Note that we cannot specify different warriors for two different transitions
to the same state. However, as we have seen before, that is a very soft
restriction. Another restriction is that the 0th state must use the same
warrior as the 1st state.
Now we show how to construct the codes that are used in the table. This
requires some abstract algebra, but the results will be summarized below.
First, we must introduce some notation.
Operators listed from highest to lowest priority:
gcd(a,b) the greatest common divisor of a and b
a =< b a is less than or equal to b
a >= b a is greater than or equal to b
a and b logical and
a -> b a implies b (if a is true, then b is true)

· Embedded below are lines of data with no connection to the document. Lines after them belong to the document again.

PR #181, opened 2021-05-11
refactor!: types are exported from the package root and we use our types library

sndrs:
## What does this change?

#157 changed the shape of `dist`, so that types are now available from the package root rather than alongside JS, so we need to do a major bump cf https://github.com/guardian/dotcom-rendering/blob/main/src/web/browser/lotame/init.ts#L4

this PR also removes the `Countries` and `CountryCodes` types and uses the ones added to `@guardian/types`.


README.md
```diff
@@ -4,7 +4,6 @@
 [![ES version](https://badgen.net/badge/ES/2020/cyan)](https://tc39.es/ecma262/2020/)
 [![npm type definitions](https://img.shields.io/npm/types/@guardian/libs)](https://www.typescriptlang.org/)
 [![Coverage Status](https://coveralls.io/repos/github/guardian/libs/badge.svg)](https://coveralls.io/github/guardian/libs)
-[![gzip size](https://img.badgesize.io/https://unpkg.com/@guardian/libs/dist/umd/index.min.js?compression=gzip)](https://unpkg.com/@guardian/libs/dist/umd/index.min.js)
```
mxdvl, line 7: Why not?

sndrs: Yeah exactly

PR #19, opened 2016-12-17
docs: mention access token scope in 'deployment'

Charlotteis:
I mentioned the access scope here again because I skipped right to the end to learn how to deploy, and folks might not read 'development'.


andrew:
👍 want to add a note to the ENV description in app.json as well?

PR #30, opened 2016-12-18
moved heroku deployment on readme.md

GiacomoLaw:
Moved it to the top to give it a little more attention. It's easier than hosting it locally, and moving it up allows more people to use it easily. 😄


andrew:
Good thinking!

PR #40, opened 2016-12-18
Put a check in the archive checkbox if the notification is archived

WillAbides:
Changes the archive/unarchive checkbox to be checked when the notification is archived.

2016-12-18 at 4 20 pm


andrew:
👍

Issue #13, opened 2016-12-17
Add a contributing.md


andrew:
Adapted from the excellent one in 24pullrequests: https://github.com/24pullrequests/24pullrequests/blob/master/CONTRIBUTING.md

PR #41, opened 2016-12-18
adding CONTRIBUTING.md

nateprewitt:
This should address #13 with adding a CONTRIBUTING.md modeled after the one from 24PullRequests.

One thing that's outstanding here is whether this project intends to support Vagrant. The README seems to suggest that it will, but there isn't a supplied Vagrantfile. If there's intent to support this in the future, I can leave that Vagrant section in, otherwise I'll remove it.


andrew:
Thanks for picking this up @nateprewitt, I've just merged some [docker support](https://github.com/andrew/octobox/pull/35) so we probably won't need the vagrant stuff so you can take it out.

nateprewitt:
Great, will do.

andrew:
Is this ready for merging now?

nateprewitt:
Yeah sorry, should be good to go.

andrew:
No probs, GitHub doesn't notify anyone when you force push, thanks!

"mod" will no longer refer to the MOD operation from redcode. Instead:
a mod n a modulo n
a *' b (mod n) the product of a and b modulo n
a +' b (mod n) the sum of a and b modulo n
a == b (mod n) a is congruent to b modulo n (also: n divides a-b)

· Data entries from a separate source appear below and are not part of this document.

PR #47, opened 2016-12-19
Add 'Archive All' button

pezholio:
While fiddling about, I thought this may be useful to nuke all notifications and start from scratch. Influenced by the Gmail interface, I've put the button under a 'More' submenu to prevent it from being clicked accidentally.

I've also added `factory_girl` as a test dependency to make creating database-level objects a bit easier.

### DIFF
--- a/test/factories/user.rb
+++ b/test/factories/user.rb
@@ -1,7 +1,7 @@
 FactoryGirl.define do
   factory :user do
-    github_id 1234
-    access_token '54c543ffd45343fg5434fgg556ff553232gg57890v'
+    github_id { rand(0..5000) }
+    access_token { SecureRandom.hex(15) }
     github_login 'andrew'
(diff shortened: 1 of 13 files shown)


test/factories/user.rb
```diff
@@ -0,0 +1,7 @@
+FactoryGirl.define do
+  factory :user do
+    github_id 1234
+    access_token '54c543ffd45343fg5434fgg556ff553232gg57890v'
```
tarebyte: Since there are unique indexes on `github_id` and `access_token` columns I'm pretty sure the linting for FactoryGirl will fail for the user.

pezholio: Ah yeah, I'll bin that off. I'm using random generators for those now

andrew:
Noice 👌

PR #58, opened 2016-12-19
Automatically sync notifications after signup

andrew:
Fixes https://github.com/andrew/octobox/issues/49


andrew:
Yeah, just trying to remember how to fire the after_commit callbacks in tests 🙈

andrew:
@tarebyte any tips on how to test this?

tarebyte:
I would just create an object and make an assertion that the API endpoint was called.

andrew:
I've pushed a failing test, it's midnight here and my brain is broken!

test/models/user_test.rb
```diff
@@ -63,4 +63,18 @@ class UserTest < ActiveSupport::TestCase
       assert_equal n.archived, true
     end
   end
+
+  test "triggers sync_notifications on save" do
+    notifications_url = %r{https://api.github.com/notifications}
+
+    body     = '[]'
+    headers  = { 'Content-Type' => 'application/json' }
+    response = { status: 200, body: body, headers: headers }
```
tarebyte: This is starting to become a pattern, we may want to look into a helper for this.

tarebyte:
@andrew so the `after_commit` ActiveRecord callback was making the call recursive so it was an infinite loop 😆 

I've updated it to use `after_create` which works and has the same functionality ¯\\_(ツ)_/¯

andrew:
Ahhh that would explain it, thanks for the sanity check!

PR #62, opened 2016-12-20
Make sure that a Repository Invitation notification has a URL

tarebyte:
Right now if you receive a Repository Invitation notification Octobox will break because the `subject_url` doesn't exist.

This PR updates fills in the `subject_url` to link to the repository invitation so that things don't break.


tarebyte:
Also apparently we don't send Organization Invitation notifications so I think we should be good!

andrew:
👍

PR #63, opened 2016-12-20
open current notification with Enter key

### LINKED ISSUE #61: Open notifications via keyboard shortcut
It would be nice if pressing `o` or `enter` would open the current notification link in a new tab.

karpiu:
Fixes #61


andrew:
Brilliant, thanks!

Issue #59, opened 2016-12-19
UI looks funky after archiving everything


jdm:
<img width="1386" alt="screen shot 2016-12-19 at 6 18 49 pm" src="https://cloud.githubusercontent.com/assets/27658/21332610/a1c7dd84-c617-11e6-8c88-df565b39ba16.png">

karpiu:
Don't know about "funky" but I noticed a bug in your screenshot that is probably my fault: the little blue vertical line for navigating notifications. It should not be visible if the list is empty. I will fix it.

tarebyte:
Closed by #66

karpiu:
@tarebyte Not sure if you should close this one. @jdm have not explained yet what "funky" means

jdm:
It was the blue line, but also the big white space on the top left above the Archive link.

andrew:
Blue line is fixed, big white space on the left needs to be squashed as there are empty tables there padding it out

karpiu:
@andrew Ok. I will fix this.

PR #66, opened 2016-12-20
moving messeges about empty list outside of the notifications table

karpiu:
Fixes bug mentioned in #59


andrew:
Thanks for all your help @karpiu!

PR #121, opened 2016-12-28
libipc.c: add a new API to get a shared memory segment.

yankunsam:
Signed-off-by: Kun Yan <samyankun@gmail.com>

### DIFF
--- a/testcases/kernel/syscalls/ipc/lib/libipc.c
+++ b/testcases/kernel/syscalls/ipc/lib/libipc.c
@@ -19,7 +19,7 @@
 
 /*
  * NAME
- *	libmsg.c
+ *	libipc.c
  *
  * DESCRIPTION
  *	common routines for the IPC system call tests.
@@ -31,6 +31,7 @@
  *	init_buf()
  *	rm_sema()
  *	getuserid()
+ *	get_shm()
  *	rm_shm()
  */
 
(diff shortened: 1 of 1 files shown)


testcases/kernel/syscalls/ipc/lib/libipc.c
```diff
@@ -150,6 +151,34 @@ int getuserid(char *user)
...
+    *shmid = shmid_tmp;
+    *shmaddr = shmat(shmid_tmp,NULL,0);
+    if(*shmaddr == (void *) -1){
+        tst_brkm(TBROK,cleanup,"shmat() Failed to attach shared"
+                "memory,error:%d",errno);
+    }
+
+    return 0;
+
+}
```
metan-ucw: First of all, the libipc.c is being replaced with libnewipc.c, so adding more functionality to the old library is not acceptable any more.

Also there is no rationale why is this function needed at all and no subsequent patches that use this newly added functionality, which is another reason why this patch is not acceptable as it is. We do not add library function unless they are needed for something.

Strangely some of the tst_brkm() calls pass a cleanup function pointer, some does not, that looks like a bug.

And lastly the coding style is also wrong, but that is a minor problem. You can use checkpatch.pl from kernel git repo to check coding style violations.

I will borrow the % operation from the C language, which is similar to the
MOD from redcode:
a % b the unique c such that 0 =< c < b and c == a (mod b)

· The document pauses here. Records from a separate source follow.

PR #123, opened 2017-01-05
New madvise tests and export FILE_PRINTF

richiejp:
@metan-ucw I have reworked madvise08 quite a bit based on your previous comments and what I knew was missing. Also I exported FILE_PRINTF to the new API, I'm not sure if I should have created a new header or if it is OK the way it is? If you want I can export the other functions in the same commit.

### DIFF
--- a/testcases/kernel/syscalls/madvise/madvise07.c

One of the theoretical results requires some more notation:
Z the set of all integers
Z mod n the set of all congruence classes modulo n
G x H the group formed by the Cartesian product of groups G and H
Modular arithmetic should look familiar to Redcoders, since all arithmetic
on the standard hills is done in Z mod 8000.
Examples:
1 == 4 (mod 3) -> 3*k = 1-4 for some integer k
2 *' 3 == 1 (mod 5)
(2 * 3) % 5 = 1
gcd(3,3) = 3
gcd(2,3) = 1
gcd(2,4) = 2
We begin with a semi-formal description of the switcher:
.------------------------------------------------------.
| P^3 switcher |
|------------------------------------------------------|
| r,s,t are positive integers |
| |
| For each state in the table, there are non-negative |
| integers p,a,b,c such that p < CoreSize and |
| |
| a < r and p == a (mod r) and |
| b < s and p == b (mod s) and |
| c < t and p == c (mod t) |
`------------------------------------------------------'
There will be different p,a,b,c for each state. However, since each state
may be considered independently, we won't bother to put subscripts on those
variables.
In the example above, r = 10, s = 9, and t = 11. Depending on the state,
p could be 441, 882, 333, ..., or 53. In the 0th state, a = 1, b = 0,
and c = 1.
To guarantee that we can compute any transition table, we need to choose
r,s,t such that for all possible a,b,c, there is a value for p such that
the above properties hold. In that case, there are r*s*t possible triplets
(a,b,c). It would be nice if every p between 0 and r*s*t-1 resulted in a
different triplet (p mod r, p mod s, p mod t). Then every possible triplet
(a,b,c) could be computed by choosing one of the first r*s*t non-negative
integers for p. That would guarantee that we can compute any transition
table if r*s*t does not exceed CoreSize.
Using some results from group theory, we can make those guarantees true
if gcd(r,s)=1 and gcd(r,t)=1 and gcd(s,t)=1. For ambitious mathematicians
who want to prove that statement, two of the relevant theorems are:
Z mod m x Z mod n is cyclic if and only if gcd(m,n)=1.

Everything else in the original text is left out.